This is extracted from a Mises article today. Bastiat is one of the fathers of Austrian philosophy, and one of Ron Paul's great inspirations....so I thought I'd bring it here.
Here we have the media constantly bashing Ron Paul as an "extremist".
The more things change, the more they stay the same.
It is above all the moderation which plays a role in this army of sophisms.
Everyone wants moderates at any price; we fear extremists above all … since the center is definitely between the right and the left, we conclude that this is where moderation lies.
Were those who each year voted for more taxes than the nation could bear moderates? What about those who never found the contributions to be sufficiently heavy, emoluments sufficiently huge, and sinecures sufficiently numerous … the betrayal of the confidence of their constituents.…
And are those who want to prevent the return of such excesses extremists? I mean those who want to inject a dose of moderation into spending; those who want to moderate the action of the people in power … those who do not want the nation to be exploited by one party rather than another.…

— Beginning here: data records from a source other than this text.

PR #8166, opened 2023-08-10
Rename "Citizenship" to "Representing" and "Country" to "Region"

gregorbg:
As per WSOT request leading up to the World Championships


viroulep:
Doesn't this introduce an inconsistency between the Regulations and the website?

@thewca/wrc-team the Regulations explicitly talk about "countries", should the other occurrences of "country" be renamed to "region"?

gregorbg:
> Doesn't this introduce an inconsistency between the Regulations and the website?

Yes. Right now for the upcoming competition, the website is much more important though.

gregorbg:
Silly test failing. Merging as-is due to high priority before Worlds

[T]he government … tends strongly to … expand indefinitely its sphere of action. Left to itself, it soon exceeds the limits which circumscribe its mission. It increases beyond all reason … It no longer administers, it exploits.… It no longer protects, it oppresses.
This would be the way all governments operate … if the people did not place obstacles in the way of governmental encroachments.

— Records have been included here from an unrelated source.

Issue #8122, opened 2023-07-29
Model for Delegates & Memberships


danieljames-dj:
This GitHub issue is to discuss the model for Delegates & Memberships (memberships is same as existing team_members table, but with little optimizations and maybe a slightly better name).

### Delegates Table (name: `delegates`)

| Column name | Column type | Details |
|---|---|---|
| id | bigint(20) | Primary key |
| user_id | bigint(20) | Used as a foreign key to reference `users` table |
| status | varchar(191) | This will represent the status of the delegate - like 'trainee', 'junior', etc |
| region_id | bigint(20) | Used as a foreign key to reference `regions` table |
| start_date | date | Start date of this delegating status |
| end_date | date | End date of this delegating status |
| created_at | datetime | Date & time at which the row is created |
| updated_at | datetime | Date & time at which the row is last edited |
| country_iso2 | varchar(191) | Used to represent the country |
| location | varchar(191) | The location where the delegate will be delegating |
| metadata | varchar(191) | This will be a stringified JSON which will have some optional metadata like in_probation, probation_start_date, probation_end_date, etc |

The above structure is same as the structure discussed [here](https://github.com/thewca/worldcubeassociation.org/pull/5417), but I've added one more column `metadata` which currently have three optional data like in_probation, probation_start_date, probation_end_date, etc, but we can have much more in future like pending_dues, number_of_competitions_delegated, etc.

### Memberships Table (name: `memberships`)

| Column name | Column type | Details |
|---|---|---|
| id | bigint(20) | Primary key |
| user_id | bigint(20) | Used as a foreign key to reference `users` table |
| status | varchar(191) | This will represent the status of the membership - like 'member', 'senior_member', 'leader', 'vice_leader', 'chair', 'vice_chair', 'secretary', etc |
| team_id | bigint(20) | Used as a foreign key to reference `teams` table |
| start_date | date | Start date of this membership status |
| end_date | date | End date of this membership status |
| created_at | datetime | Date & time at which the row is created |
| updated_at | datetime | Date & time at which the row is last edited |
| metadata | varchar(191) | This will be a stringified JSON which will have some optional metadata like translation_locale, main_role, etc |

The above structure is similar to current structure, but we don't have `team_leader` and `team_senior_member` columns, instead we have `status` column.

The metadata columns of both tables looks bit odd because they don't have a proper type, and JSON is not a type of relational DB. We might have to discuss how to approach the `metadata` column. There are many options:
[...]

PR #8209, opened 2023-08-21
Fixes #4328 - Delegates UI revamp

### LINKED ISSUE #4328: Shortcuts on Delegates Page
The delegates page is very long (which is good to see). A byproduct of this is that it requires quite a lot of scrolling to find the delegates of a certain region.

It would be great if there were shortcut links/table of contents that allow you to jump to the start of a particular region.

danieljames-dj:
Here is the demo:

Version 3:

https://github.com/thewca/worldcubeassociation.org/assets/9512698/83744a90-b4d6-4245-af28-5573e7d4514c

Version 2:

https://github.com/thewca/worldcubeassociation.org/assets/9512698/6ec63b77-272d-44ce-a8cc-647a8d69d836

Version 1:

https://github.com/thewca/worldcubeassociation.org/assets/9512698/0a2d19fd-62fe-4d7d-9c85-e99035820b73

Open to discussion on UI improvements

### DIFF
--- a/WcaOnRails/app/webpacker/components/Delegates/index.jsx
+++ b/WcaOnRails/app/webpacker/components/Delegates/index.jsx
@@ -1,10 +1,15 @@
-/* eslint-disable jsx-a11y/control-has-associated-label */
 import React from 'react';
 
 import {
-  Button, Dropdown, Segment, Table, Grid, Menu,
+  Button,
+  Dropdown,
+  Grid,
+  Header,
+  Label,
+  Menu,
+  Segment,
+  Table,
 } from 'semantic-ui-react';
-import { useMediaQuery } from 'react-responsive';
 import I18n from '../../lib/i18n';
 import UserBadge from '../UserBadge';
 
@@ -82,7 +87,6 @@ export default function Delegates({
   delegates,
   isEditVisible,
 }) {
-  const isMobile = useMediaQuery({ query: '(max-width: 760px)' });
   const seniorDelegates = React.useMemo(() => delegates
     .filter((user) => user.delegate_status === 'senior_delegate')
     .sort((user1, user2) => (user1.location || '').localeCompare(user2.location || '')), [delegates]);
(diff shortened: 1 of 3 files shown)


EdHollingdale:
One thought: it might make more sense to combine Delegates/Junior Delegates together. That way if someone is looking for all the delegates in an area (e.g. "Australia (Victoria)") they will all be next to each other instead of spread over two different tables?

If we implement regional delegates in the website how would that look? Would Delegates/Juniors be able to appear 'under' their regional delegate?

danieljames-dj:
Hi @EdHollingdale, combining Delegates/Junior Delegates looks like a good idea, I'll implement that, thanks for the idea.

Regarding regional delegates, as you might already know it cannot be implemented along with this. That can be done only after the [model discussion](https://github.com/thewca/worldcubeassociation.org/issues/8122) is completed.

Also, currently the delegates are mapped under a senior delegate. Under the new structure, every delegates including the senior delegate and regional delegate will be mapped under a region. So, under each region, we can show all the sub-regions and the regional delegate and other delegates of that sub-region.

danieljames-dj:
I've updated the UI as per the suggestion from @EdHollingdale. I've also changed the side bar to a dropdown menu which looks a bit better I guess.

dunkOnIT:
I strongly prefer the sidebar in Version 1, both from a UX (it's 1 click to any region as opposed to 2 + scrolling), and UI (I think it looks better) perspective.

For displaying role, I think there are a few options: 
- just keep the role column (we have a lot space in the design)
- specify if someone is a Junior/Trainee in brackets next to their name
- group the delegates in a region by role and denote it with a heading and possibly a slightly different background shade or similar

EdHollingdale:
I agree with Duncan that the sidebar is preferable. Specifying Delegate vs Junior Delegate in brackets next to the name could be a good solution. But delegates should be grouped by sub-region (e.g. country/state) not by role (junior or full delegate).

dunkOnIT:
We could also consider 2 levels of sorting - first sub-region then role (ie order roles within the same region)

danieljames-dj:
The main drawback of sidebar is that it won't be responsive and won't look good in mobile devices.

dunkOnIT:
Perhaps we change to a dropdown view on certain resolutions then? Although if's not as elegant as just having one responsive design, I think the UX benefits on each platform are significant.

danieljames-dj:
Yes I've just done the same thing as you suggested in your previous comment @dunkOnIT :-)

I was about to comment after updating the screen recording. Will upload the screen recording soon.

danieljames-dj:
Hi all, I've updated the screen recording of version 3 which includes good side of both version 1 and version 2. Please go through it and give further suggestions on the UI.

PS: The react code is not clean and localizations are not done for few strings. So, it might be better to hold reviewing till the UI is finalized.

dunkOnIT:
Looks awesome, thanks! 
* **Dropdown:** What if we remove "Region" and just have the name of the Region and the dropdown icon - looks cleaner, and I think it will be intuitive
* Scroll headers and selector with the page: Literally no idea how hard this is to do, but it would be great if the dropdown/sidebar selector could scroll with the user, so that it is always visible. It would also be cool if the table header could always be visible ("frozen" in Excel terminology) but again, not sure how hard this is

danieljames-dj:
Thanks @dunkOnIT. Both suggestions looks good. I've executed the first one. I couldn't do the second one as I think it requires some css changes, which I'm not sure will be able to do at this point (when I checked, I see that we need to do 'position:fixed', but alone with that some other changes need to be made). Maybe I'll leave that for now and later once merged, I'll create a github issue so that somebody else can take it?

dunkOnIT:
Sounds good to me! Will probably make a nice  "good first issue" for a frontend dev

gregorbg (changes requested):
Please do not implement the responsive aspect via a separate package. The 760px come across as a "magic constant" that can really clutter our code in the long run.

Semantic UI has a different approach about Responsive Design: https://react.semantic-ui.com/layouts/responsive (there is a "Show source" button in the bottom-left corner)

danieljames-dj:
> Please do not implement the responsive aspect via a separate package. The 760px come across as a "magic constant" that can really clutter our code in the long run.
> 
> Semantic UI has a different approach about Responsive Design: https://react.semantic-ui.com/layouts/responsive (there is a "Show source" button in the bottom-left corner)

But in our current use-case, we need to change the component if the device is different - like dropdown should come in mobile version. But in the example that you sent, I guess they are using grids to make it responsive. So don't we need some library to achieve our use case easily?

dunkOnIT:
I believe we should change it based on the screen resolution, not based on the device? But IANA a frontend dev :P

gregorbg:
Please hold off with the different libraries for now. I feel like there _should_ be a clever responsive solution for this, and I'll be happy to help investigating a little later on. Please hold the line :D

gregorbg:
I've made a suggestion how to implement the design using only SemUI responsive components, without the need for an external library. Please see if this looks good :)

danieljames-dj:
Wow this looks really amazing. 👏👏👏👏👏 

Thanks a lot @gregorbg.

gregorbg (approved):

PR #8230, opened 2023-08-22
Recompute skipped indexes after Persons column renames

gregorbg:
Follow-up to #7983


gregorbg:
For future reference: The columns were renamed in the aforementioned PR, but the indices on those columns were not recomputed correctly. This migration forces MySQL to recompute the indices, but it does not change the schema (except for the fact that Rails auto-names the second index differently these days).

The fact that the schema seems unchanged is intentional!

PR #6374, opened 2021-07-15
Added Swedish Translation

notrichardpeng:
Shoutout to Viktor Zenk for his amazing work! 🎉🎉

PR #8232, opened 2023-08-23
Add catalan translation

dunkOnIT:
Based on #6374. Still waiting on a reply from the translation submitter to add their user_id to `/controllers/translations_controller.rb`.

Please let me know if anything else is required here - this is a best guess attempt based on the Wiki docs and the linked PR :D


dunkOnIT:
AAAAAH I didn't branch off main. Hold for stupidity.

PR #8234, opened 2023-08-24
Add Catalan translation

dunkOnIT:
Based on https://github.com/thewca/worldcubeassociation.org/pull/6374. Still waiting on a reply from the translation submitter to add their user_id to /controllers/translations_controller.rb.

Please let me know if anything else is required here - this is a best guess attempt based on the Wiki docs and the linked PR :D


WcaOnRails/app/assets/javascripts/fullcalendar/locales/ca.js
```diff
@@ -0,0 +1 @@
+//= require fc_locales/cs.js
```
gregorbg, line 1: `cs` is Czech. You should import `ca`.

WcaOnRails/app/assets/javascripts/locales/ca.js
```diff
@@ -0,0 +1 @@
+//= require moment/cs.js
```
gregorbg, line 1: `ca`, not `cs`. See my other comment.

gregorbg (changes requested):
You also need to teach our website overall that "Catalan exists" by adding an entry to `WcaOnRails/config/locales.rb`.

Plus I think the error output from the CI tries to tell you that the YAML syntax is malformed somewhere around line 850.

WcaOnRails/app/assets/javascripts/fullcalendar/locales/ca.js
dunkOnIT: Silly mistakes - thanks!

dunkOnIT:
YAML fixed, all changes made. Only thing I'm no sure about if the flag_id for Catalan - but it doesn't really look like this is used anywhere in the code (which is for the best imo)

gregorbg:
The correct **country** locale (as opposed to **language** locale) is `es-ct` (or `es-CT` in some circumstances)

gregorbg:
Thanks for the YML fix, please correct the country code as well and then this can go live

dunkOnIT:
I've updated the flag_id to `es-ct` - not clear on whether the key in `locales.rb` should also be updated to `es-ct` (and placed under `es`. Based on your description I think so, but I'm not clear how a relationship is created between the locale and the translation if they don't share names/keys, so have left it as-is for no.

gregorbg:
Most parts in our code, including the keys in `locale.rb`, reference the **language**. That's the code `ca`.

The flag is an exception because it references the **region** which may or may not have a different ISO code.

As stated above, we generally care about languages so `ca` is fine unless explicitly required otherwise.

dunkOnIT:
Ok thanks, that makes sense and I've added a clarifying note in our translations documentation as well.

dunkOnIT:
Test failures may be from the new edit events tests merged into main (the failure looked familiar to the tests I looked through), so merging master and then re-pushing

[L]iberty should not be bargained over … it is an asset so precious that no price is too high for it.…
[P]rodigality and liberty … are incompatible.
But where can there be liberty when the government, in order to sustain enormous expenditures and forced to levy huge fiscal contributions, must resort to the most offensive and burdensome taxation … to invade the sphere of private industry, to narrow incessantly the circle of individual activity, to make itself merchant, manufacturer, postman and teacher.… Are we free if the government … subjects all its activities to the goal of enlarging its cohort of employees, hampers all businesses, constrains all faculties, interferes with all commercial exchanges in order to restrain some people, hinder others, and hold almost all of them to ransom?

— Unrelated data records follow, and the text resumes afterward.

PR #8238, opened 2023-08-28
Bump shakapacker to v7.0.3

gregorbg:
Manual bump because Dependabot cannot figure out that both need to be updated together across dependency ecosystems (across Bundler AND Yarn)


gregorbg:
Treating as dependency update. Merging.

PR #8240, opened 2023-08-28
Record remote timestamp in our DB when processing backed-off Stripe webhooks after server failure

gregorbg:
This aims to hotfix a problem with the async Stripe integration.

## Problem

The registrations table uses the `created_at` timestamp of `registration_payment` objects for ordering "who paid first" in the organizer view. This `created_at` timestamp is created by Rails internally when the object is first instantiated in the database. It normally happens automagically "under the hood".

When the reg system crashes under high load, we cannot receive Stripe Webhooks. Stripe realizes that we send an error response code and waits some amount of time before it tries sending again. We then recover and receove the webhook event after the backoff time. Then, when creating the `registration_payment` object, Rails records the `created_at` timestamp from after the recovery.

## Solution

Neither the PaymentIntent nor the Charge object in the Stripe API contain any `completed_at` timestamp or similar information. (This is a bit unfortunate)

However, every Webhook event carries a timestamp of when it was _originally created_ at Stripe. This timestamp stays the same even if Stripe re-tries sending with some exponential backoff. This PR introduces an additional column for the `created_at` according to Stripe and uses it when writing async `registration_payment`s.


WcaOnRails/app/controllers/registrations_controller.rb
```diff
@@ -508,23 +508,29 @@ def stripe_webhook
 
       stored_intent = stored_transaction.stripe_payment_intent
 
-      stored_intent.update_status_and_charges(stripe_intent, audit_event) do |charge_transaction|
+      stored_intent.update_status_and_charges(stripe_intent, audit_event, audit_event.created_at_remote) do |charge_transaction|
```
FinnIckler, line 511: Why do you need to give the method `audit_event.created_at_remote` if it already has audit_event, can't you just use action.source.created_at_remote in the update_status_and_charge method?

FinnIckler (approved):
Just a question why we explicitly have the third variable if the field is already in the second

WcaOnRails/app/controllers/registrations_controller.rb
gregorbg: Because in general, it cannot be determined that the source timestamp always comes from `action_source`. For example, if the servers don't crash and the user is successfully redirected to the `redirect_url` in Stripe, then the `action_source` is set to be the `User` object of the user who paid. That user does not have a `created_at_remote` timestamp. So we cannot make any generalised assumptions here

PR #8242, opened 2023-08-30
Fix etag not updating on wcif patch when only associations have changed

### LINKED ISSUE #8160: Wcif etag doesn't update
**Describe the bug**
When patching a wcif, the etag doesn't update. This is only noticed when actively benefiting from caching a wcif either locally, with cloudfront, or both, the wcif can get significantly out of sync when dealing with multiple versions with the same etag.

**To Reproduce**
1. Go to a competition on competitiongroups.com
2. Notice what the etag is
3. Make updates to the competition
4. Wait 5 minutes and see that the etag doesn't update. One should expect to see that fresh content gets fetched when hard reloading but then stale content is still loaded on soft reloads.

**Expected behavior**
A different etag should be generated whenever a wcif changes.

FinnIckler:
While we fixed setting the last modified in #8126, there is still the issue that the browser does not update the wcif correctly in some cases. If two wcifs have the same etag (because associations are not considered when computing the etag), the browser will still use their cached version even if the last-modfied header is updated. We tested this and documented this in #8160. 
This PR closes #8160 by adding assignments to the competition associations, I am not 100% if this is enough or it needs even deeper nesting (like `:schedule_activity`). Would love some input on this @gregorbg 

Another solution would be to set the etag computation to
```
if stale?(etag: [competition, competition.updated_at], last_modified: competition.updated_at, public: true)
      render json: Rails.cache.fetch(cache_key, expires_in: 5.minutes) {
        competition.to_wcif
      }
    end
```
This kinda feels silly, but TIL that Ruby does not use the updated_at in its hash function for computing these, maybe it's not in there because it doesn't end up in the wcif? Just giving rails the competition object is definitely a bit too automagic for my taste

### DIFF
--- a/WcaOnRails/app/controllers/api/v0/competitions_controller.rb
+++ b/WcaOnRails/app/controllers/api/v0/competitions_controller.rb
@@ -108,7 +108,7 @@ class Api::V0::CompetitionsController < Api::V0::ApiController
   def show_wcif_public
     id = params[:competition_id] || params[:id]
     cache_key = "wcif/#{id}"
-    competition = competition_from_params(associations: { registrations: [:assignments]})
+    competition = competition_from_params(associations: { registrations: [:assignments] })
     expires_in 5.minutes, public: true
     if stale?(competition, public: true)
       render json: Rails.cache.fetch(cache_key, expires_in: 5.minutes) {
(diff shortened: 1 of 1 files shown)


gregorbg:
I don't fancy the "include associations" approach. It requires us to take note of whenever the WCIF schema changes, and then potentially update the etag here. I much prefer the approach of including `updated_at` in the etag, as per the code snippet in your original post.

gregorbg:
Relevant: https://guides.rubyonrails.org/caching_with_rails.html#strong-v-s-weak-etags

FinnIckler:
I also read about strong etags and was thinking about including them in my original suggestion, the issue is that rails gives like no concrete result on what they mean with semantic vs byte wise equivalence here

PR #8284, opened 2023-09-05
Update node installation in Dockerfile

FinnIckler:
Node has deprecated its installation scripts in favour of installing via packages. See https://github.com/nodesource/distributions#debian-and-ubuntu-based-distributions.

### DIFF
--- a/WcaOnRails/Dockerfile
+++ b/WcaOnRails/Dockerfile
@@ -4,11 +4,20 @@ EXPOSE 3000
 ENV DEBIAN_FRONTEND noninteractive
 WORKDIR /app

Can we expect order from a regime that places millions of enticements to greed all around the country … increasingly spreading the mania for governing and a zeal for domination.
Do we want then to free government from the plotters who pursue it in order to share out the spoils, from factions who undermine it in order to capture it, and from the tyrants who strengthen it in order to control it? Do we want to achieve order, freedom and public peace?
Do we want the government to take more of an interest in us than we take in ourselves? Are we expecting it to restrain itself it we strengthen it and become less active if we send it reinforcements? Do we hope that the spoils it can take from us will be refused.… Should we expect a supernatural nobility of spirit or a chimerical impartiality in those who govern us, while for our part we are incapable of defending … our dearest interests!
Electors, be careful. We will not be able to retrieve the opportunity if we let it slip … we should not shut our eyes to the evidence … if there has been no material improvement, have we at least then been given any reason for hope? No.
Liberty … are we going to destroy its work with our votes?